Data shown Block Start

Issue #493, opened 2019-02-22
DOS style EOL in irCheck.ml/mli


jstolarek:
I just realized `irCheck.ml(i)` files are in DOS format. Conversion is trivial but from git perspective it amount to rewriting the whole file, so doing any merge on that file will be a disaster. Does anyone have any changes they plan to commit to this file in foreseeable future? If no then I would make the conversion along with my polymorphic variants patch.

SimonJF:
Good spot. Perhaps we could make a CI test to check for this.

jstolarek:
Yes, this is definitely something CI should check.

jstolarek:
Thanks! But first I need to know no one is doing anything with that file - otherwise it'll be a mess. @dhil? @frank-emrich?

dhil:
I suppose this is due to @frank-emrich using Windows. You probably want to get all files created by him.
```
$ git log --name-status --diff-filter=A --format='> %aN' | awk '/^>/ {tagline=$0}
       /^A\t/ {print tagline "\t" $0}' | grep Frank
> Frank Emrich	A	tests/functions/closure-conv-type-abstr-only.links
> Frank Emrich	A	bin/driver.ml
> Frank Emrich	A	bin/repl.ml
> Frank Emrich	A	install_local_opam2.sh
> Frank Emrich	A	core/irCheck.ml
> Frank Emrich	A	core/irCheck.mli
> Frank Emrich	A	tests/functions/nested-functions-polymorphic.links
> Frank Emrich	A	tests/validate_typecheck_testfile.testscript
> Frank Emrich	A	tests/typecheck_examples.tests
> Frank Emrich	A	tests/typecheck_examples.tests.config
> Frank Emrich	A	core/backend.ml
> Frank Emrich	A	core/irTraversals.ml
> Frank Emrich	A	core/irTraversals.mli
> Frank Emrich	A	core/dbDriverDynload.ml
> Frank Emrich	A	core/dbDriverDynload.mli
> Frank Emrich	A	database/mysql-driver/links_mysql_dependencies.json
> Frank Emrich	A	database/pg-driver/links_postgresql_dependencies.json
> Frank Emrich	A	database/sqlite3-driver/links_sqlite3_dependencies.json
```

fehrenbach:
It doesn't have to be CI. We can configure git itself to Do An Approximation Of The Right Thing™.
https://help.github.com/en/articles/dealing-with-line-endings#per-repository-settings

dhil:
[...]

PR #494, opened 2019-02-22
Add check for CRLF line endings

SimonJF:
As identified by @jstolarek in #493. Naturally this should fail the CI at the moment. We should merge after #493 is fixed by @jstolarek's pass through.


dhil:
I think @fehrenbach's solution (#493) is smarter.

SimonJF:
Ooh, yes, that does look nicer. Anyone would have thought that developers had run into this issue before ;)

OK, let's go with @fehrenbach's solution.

Data shown Block End

» **Task instructions**: Among the lines of the records, copy out each one that contains the word "merge".

» **Response to this exercise**:
I just realized `irCheck.ml(i)` files are in DOS format. Conversion is trivial but from git perspective it amount to rewriting the whole file, so doing any merge on that file will be a disaster. Does anyone have any changes they plan to commit to this file in foreseeable future? If no then I would make the conversion along with my polymorphic variants patch.
As identified by @jstolarek in #493. Naturally this should fail the CI at the moment. We should merge after #493 is fixed by @jstolarek's pass through.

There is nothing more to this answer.